Hanya Empat Pria yang Mengontrol 86% dari Semua Aset Tether (USDT) pada tahun 2018

CTO Tether telah menolak laporan investigasi WSJ menyebutnya sebagai "artikel badut". Laporan tersebut menyoroti konsentrasi besar-besaran kontrol USDT di tangan segelintir orang.

Pada hari Kamis, 2 Februari, Wall Street Journal menerbitkan laporan investigasi yang menyoroti distribusi kontrol USDT yang sangat terpolarisasi oleh para pendiri Tether. Ini adalah laporan lain selama bertahun-tahun tentang tuduhan terhadap Tether, yang mengoperasikan Tether terbesar di dunia USDT stablecoin dengan sirkulasi $68 miliar.

Dokumen tersebut merujuk pada penyelidikan Tether tahun 2021 oleh Jaksa Agung New York serta Komisi Perdagangan Berjangka Komoditas Federal. Laporan investigasi dari WSJ mengungkapkan struktur kepemilikan Tether yang sebelumnya tidak diketahui.

Seperti yang dikatakan, stablecoin USDT Tether adalah stablecoin terbesar di dunia dan bagian penting dari infrastruktur di dunia crypto. Stablecoin USDT adalah aset digital yang paling banyak digunakan untuk ditukar dengan mata uang kripto lainnya.

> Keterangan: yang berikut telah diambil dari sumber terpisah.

PR #511, opened 2022-08-22
TCS-137 - Filtered Tailer Savedown on Timer

CONeillAQ:
Tailer functionality for only saving tables from memory that pass a configurable threshold. 
Check this condition on a configurable timer.
Improve savedown logging.
Reload TailReader tables from TDB.


code/processes/tailer.q
```diff
@@ -50,9 +51,10 @@ getprocs:{[x;y]
...
-initdatastripe[];
-
+if[.ds.datastripe;
+  .lg.o[`dsinit;"datastripe on: initialising datastripe"];
+  initdatastripe[]];
 
 /- create HDB sym file and taildir symlink
-.ds.symlink[];
+if[.ds.datastripe;
+  .ds.symlink[]];
```
SeanW17, line 60: Shouldn't be needed as tailer will only be on if .ds.datastripe is enabled in the STP.

code/processes/tailer.q
```diff
@@ -50,9 +51,10 @@ getprocs:{[x;y]
 \d .
 
 /- initialise datastripe
-.lg.o[`dsinit;"initialising datastripe"];
-initdatastripe[];
-
+if[.ds.datastripe;
+  .lg.o[`dsinit;"datastripe on: initialising datastripe"];
+  initdatastripe[]];
```
SeanW17, line 56: Shouldn't be needed as tailer will only be on if .ds.datastripe is enabled in the STP.

code/tailer/datastripe.q
```diff
@@ -118,33 +112,40 @@ upserttopartition:{[dir;tablename;keycol;enumdata;nextp]
...
     };
 
-savealltablesoverperiod:{[dir;nextp;lasttime]
+savealltablesoverperiod:{[]
     /- function takes the tailer hdb directory handle and a timestamp
     /- saves each table up to given period to their respective partitions
-    savetablesoverperiod[dir;;nextp;lasttime]each .wdb.tablelist[];
+    dir:.ds.td; 
+    nextp:.z.p;
+    lasttime:.z.p-`second$.wdb.period;
```
SeanW17, line 134: Do these need defined on separate lines or can they be done within the functions they are used in?
Do you need to substitute the names or can you just use .ds.td and .z.p in most lines?

code/tailer/datastripe.q
```diff
@@ -118,33 +112,40 @@ upserttopartition:{[dir;tablename;keycol;enumdata;nextp]
...
+    totals:{count get x}each .wdb.tablelist[];
+    .wdb.timepartition:.z.p;
```
SeanW17, line 136: Is this variable used?

code/tailer/datastripe.q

Sesuai dokumen dari WSJ, Tether dimulai dari perusahaan terpisah yang dipimpin oleh mantan aktor cilik Brock Pierce dan mantan ahli bedah plastik Giancarlo Devasini. Devasini juga merupakan orang yang membantu membangun pertukaran crypto Bitfinex dan saat ini menjadi kepala keuangannya. Sesuai dokumen, Devasini sendiri memiliki 43% saham Tether pada tahun 2018.

Dua eksekutif lainnya dari Bitfinex dan Tether – Kepala Penasihat Stuart Hoegner dan CEO Jean-Louis van Der Velde – masing-masing memiliki 15% saham di penerbit stablecoin saat itu. Pemilik keempat adalah seorang pengusaha yang dikenal sebagai Christopher Harborne di Inggris yang mengendalikan 13% saham Tether.

Pertanyaan Tentang Stabilitas Tambatan dan Kontrol Terhadapnya

Ini bukan pertama kalinya pertanyaan diajukan tentang stabilitas Tether. Berbagai laporan di masa lalu mengklaim bahwa Tether tidak memiliki cadangan yang cukup untuk mendukung likuiditas semua aset USDT yang beredar.

Sementara para pendiri Tether telah membantah semua tuduhan di masa lalu, para pendiri belum mengungkapkan tentang cara mereka beroperasi. Namun terlepas dari beberapa tuduhan terhadap perusahaan, Tether telah berhasil melewati pembantaian crypto di masa lalu. Mengutip pengungkapan terbaru perusahaan, Wall Street Journal melaporkan:

“Aset Tether sedikit melebihi nilai tether yang beredar, sehingga hanya memiliki bantalan tipis terhadap kerugian. Naiknya suku bunga kemungkinan telah menciptakan rejeki nomplok bernilai miliaran dolar bagi pemilik Tether, tetapi volatilitas di pasar crypto menimbulkan pertanyaan tentang stabilitas tether”.

Tahun lalu, stablecoin USDT Tether mengalami de-pegging dari USD pada dua kesempatan. Satu saat runtuhnya Terra pada Mei 2022 dan satu lagi saat runtuhnya Terra FTX pertukaran pada November 2022. Bith adalah saat penarikan besar-besaran di ruang crypto. Namun, stablecoin USDT telah memulihkan pasaknya sejak itu.

Mengomentari artikel WSJ, Tether CTO Paolo Ardoino terkenal bahwa “semakin banyak artikel badut, semakin banyak tambatan tumbuh. Orang-orang memahami bahwa Tether mendukung kebebasan dan inklusi. Ini mengecewakan MSM. Pada akhirnya pelubang kertas juga akan merusak media”.

Berita Altcoin, Berita Blockchain, Berita Cryptocurrency, Berita

Bhushan Akolkar

Bhushan adalah penggemar FinTech dan memiliki bakat yang baik dalam memahami pasar keuangan. Minatnya dalam bidang ekonomi dan keuangan menarik perhatiannya ke pasar Teknologi Blockchain dan Cryptocurrency yang baru muncul. Dia terus menerus dalam proses belajar dan membuat dirinya termotivasi dengan berbagi pengetahuan yang diperolehnya. Di waktu senggang ia membaca novel fiksi thriller dan kadang-kadang menjelajahi keterampilan kulinernya.